Park managers are very concerned about the dramatic declines in whitebark pine in recent decades and what they mean for the ecosystems the pine calls home, says National Park Service ecologist and co-author of the study Dr. Jonathan Nesmith. "These declines have been so severe that whitebark pine is a candidate species for listing under the Endangered Species Act. By understanding what is going on with whitebark pine we can better understand what is happening more broadly in the high elevation systems where they grow and how they might be changing due to climate change and other stressors."

The researchers note that in North Cascades National Park, where whitebark pine populations have also declined, Clark's Nutcracker populations "fluctuated wildly" rather than declining to zero as in Mount Rainier National Park. It is possible that nutcrackers, who routinely fly up to 30 kilometers in a day, may be taking advantage of whitebark pines outside the park boundaries.

The nutcrackers may also be shifting their foraging patterns and seeking other tree species. In the central California parks, where whitebark pine populations are still relatively healthy, Clark's nutcrackers were not always associated with whitebark pine. "In Sequoia and Kings Canyon National Parks, nutcrackers were often detected in areas where foxtail pine appeared more common than whitebark," says Ray. "These results suggest that nutcrackers can leave areas where whitebark pine is in decline and seek resources elsewhere, which might mean that declining seed dispersal should be added to the list of current threats to whitebark."

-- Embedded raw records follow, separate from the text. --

PR #3017, opened 2021-09-26
Update tag hash algorithm to make it consistent with other platforms

### LINKED ISSUE #3279: Fix escaping of special characters in tag names
Please see https://github.com/Automattic/simplenote-android/issues/1394 over at the Android repo. I _think_ the web app is likely the cause, but it could be Android as well.

**To Reproduce**
* Create a note with a tag on it with a dash, like `test-ing`.
* Head over to the web and create another note, and use the `test-ing` tag. I did the tab autocomplete to add the tag.
* You should now have two `test-ing` tags, but one of them is actually using a url escaped dash `%2D`.

sandymcfadden:
Commandeering this PR! --Kat

### Fix

There were a few characters that were not being encoded in the tag hash algorithm which were being encoded on other platforms. This causes inconsistency and duplicate tags when working across different platforms.

This will fix #3279 and might fix some of our longer-standing issues with duplicate tags. However it will not clean up any preexisting tags with special characters that were improperly encoded.

### Test

Follow testing directions on #3279, i.e. it's best to create a tag with special characters on a different platform and then add it to a note here. You can also create a tag here and then log into Simperium to confirm it is being properly escaped:

Screenshot 2025-01-23 at 07 06 29

### Release

Release notes were updated with:

`- Fixed inconsistent tag encoding of special characters that led to duplicate tags across platforms [#3017](https://github.com/Automattic/simplenote-electron/pull/3017)
`

### DIFF
--- a/lib/tag-field/index.tsx
+++ b/lib/tag-field/index.tsx
@@ -8,7 +8,11 @@ import EmailToolTip from '../tag-email-tooltip';
 import TagChip from '../components/tag-chip';
 import TagInput from '../tag-input';
 import classNames from 'classnames';
-import { tagHashOf } from '../utils/tag-hash';
+import {
+  isTagInputKey,
+  tagHashOf,
+  MAX_TAG_HASH_LENGTH,
+} from '../utils/tag-hash';
 import { noteCanonicalTags } from '../state/selectors';
 
 import type * as S from '../state';
@@ -201,6 +205,14 @@ export class TagField extends Component<Props, OwnState> {
   onKeyDown = (e: React.KeyboardEvent) => {
     if (this.state.showEmailTooltip) {
       this.hideEmailTooltip();
+    }
+
+    if (
+      tagHashOf(this.state.tagInput as T.TagName).length >
+        MAX_TAG_HASH_LENGTH &&
+      isTagInputKey(e.which)
+    ) {
+      e.preventDefault();
     }
 
     return this.interceptKeys(e);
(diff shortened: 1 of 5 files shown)


lib/tag-field/index.tsx
```diff
@@ -203,6 +203,14 @@ export class TagField extends Component<Props, OwnState> {
       this.hideEmailTooltip();
     }
 
+    if (
+      tagHashOf(this.state.tagInput as T.TagName).length >
+        MAX_TAG_HASH_LENGTH &&
+      String.fromCharCode(e.which).match(/([^,\s])/g)
+    ) {
```
codebykat, line 210: Sandy's original code looked at the keycode of the event in order to determine if it was a keypress that would add a character to a tag (AKA any character except whitespace and a comma). But keycodes are notoriously fragile and vary with different locales and keyboard layouts. Converting to a string and using a regex is mildly better, but I'm still a little concerned about the fact that we're not handling meta/modifier keys, clipboard actions, or (I believe) Unicode codepoints (there is a String.fromCodePoint function, but I don't think `which` is giving us a codepoint).

codebykat:
In testing I noticed that you can't paste more than one string into the tag field, which appears to be an existing bug, not something introduced by this PR. FYI @roundhill

roundhill (approved):
Tested well for me! The characters in the tag id were properly escaped. I also tested clicking outside of a tag and such as well and that seemed to work fine, too.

The mathematical model developed by the researchers to examine the association between Clark's Nutcrackers and whitebark pine integrates data from two completely separate monitoring programs in these 5 national parks, one focused on birds and another focused on subalpine trees. This largescale approach yielded findings that would not have been obtainable from either program alone, or from monitoring in just a single park. The model can now be used to study the nutcracker-whitebark mutualism further, as more data become available, and perhaps improve monitoring of the bird and the pine. From Ray's perspective, this may be the most important implication of the study: "During the process of developing this model we identified ways that these monitoring programs might expand to help answer questions relevant to the management of these species."